Please noted that, the engine light will mostly show up when I accelerate it, but also shows when I drive normally as well. And I never done anything to the engine since I bought it. (never tune it before)

Please guys help me out please. I am dying TT [smiley=bomb.gif]

Thank you very much for all your help. ^^


----------



## BLinky (Jul 3, 2009)

so, tell us again, it is at this time still misfiring? the engine light will stay steady for a day-ish unless you clear the code.


----------



## guivenzz (Feb 4, 2011)

Yes I have cleared the codes several times already and also just cleared them today. And the engine light still showing up from time to time. Sometimes it shows up for a few seconds then it just gone away, sometimes it shows up and stay until I clear the codes.

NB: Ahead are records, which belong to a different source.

PR #28, opened 2024-09-05
cedar: change JSON marshaling of the Position struct to use conventional lower case keys

patjakdev:
*Issue #, if available:* None

*Description of changes:*

Technically, this is a breaking change and will require us to go to 0.3.0.

### DIFF
--- a/policy.go
+++ b/policy.go
@@ -97,10 +97,17 @@ func (p *Policy) Effect() Effect {
 
 // A Position describes an arbitrary source position including the file, line, and column location.
 type Position struct {
-	Filename string // optional name of the source file for the enclosing policy, "" if the source is unknown or not a named file
-	Offset   int    // byte offset, starting at 0
-	Line     int    // line number, starting at 1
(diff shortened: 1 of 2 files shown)


philhassey:
Can you adjust the doc comments as per the Go recommendations?

https://tip.golang.org/doc/comment#:~:text=type%20Buffer%20struct%20%7B%0A%20%20%20%20...%0A%7D-,For,-a%20struct%20with

(the writing style you have would be post-attribute.  For pre-attribute it should include the attribute name as the first word.)

philhassey (approved):
Approved, though the doc fix would be nice.

patjakdev:
> Can you adjust the doc comments as per the Go recommendations?
> 
> https://tip.golang.org/doc/comment#:~:text=type%20Buffer%20struct%20%7B%0A%20%20%20%20...%0A%7D-,For,-a%20struct%20with
> 
> (the writing style you have would be post-attribute. For pre-attribute it should include the attribute name as the first word.)

@philhassey Done! Thanks for catching that.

Please help me out T_T [smiley=bigcry.gif]


----------



## BLinky (Jul 3, 2009)

ok we know you're not an idiot, but can you confirm the following:

The sparks are corrected fitted 100%, the coils are pushed in all the way, all of them, the colour of the top should all be the same as they were inserted at the same time, the connectors all have clean and clear contacts, clipped in correctly, the fuel pump doesn't sound like it's about to have a heart attack, theres oil in the car and you haven't put bad fuel into the car.


----------



## Bryn (Feb 12, 2004)

Sounds like you may have the problem valve springs - do a search on 'TTS misfire' you'll find lots of posts on the subject.
Also, have a read of this thread.
viewtopic.php?f=19&t=177370&hilit=TTS+misfire+TTS+still+misfiring


----------



## davelincs (Jan 1, 2010)

2009, its still under warranty, get audi to have a look at it


----------



## guivenzz (Feb 4, 2011)

ok we know you're not an idiot, but can you confirm the following:

The sparks are corrected fitted 100%, the coils are pushed in all the way, all of them, the colour of the top should all be the same as they were inserted at the same time, the connectors all have clean and clear contacts, clipped in correctly, the fuel pump doesn't sound like it's about to have a heart attack, theres oil in the car and you haven't put bad fuel into the car.
Black TTS.
----------------------------------------

Yes all correct.


----------



## guivenzz (Feb 4, 2011)

I can not get a warranty here in Thailand. It is very sad. For now, the tech guy told me that there are only 3 things left here.

1. Defective computer
2. valve springs
3. Air Mass sensor

However, for I think it is very unlikely to be the defective computer since the car is still with 16k mileage. For the valve springs, I heard that it will cause the problem at high rev. However, my car still have engine light shows up sometime at a very low rev.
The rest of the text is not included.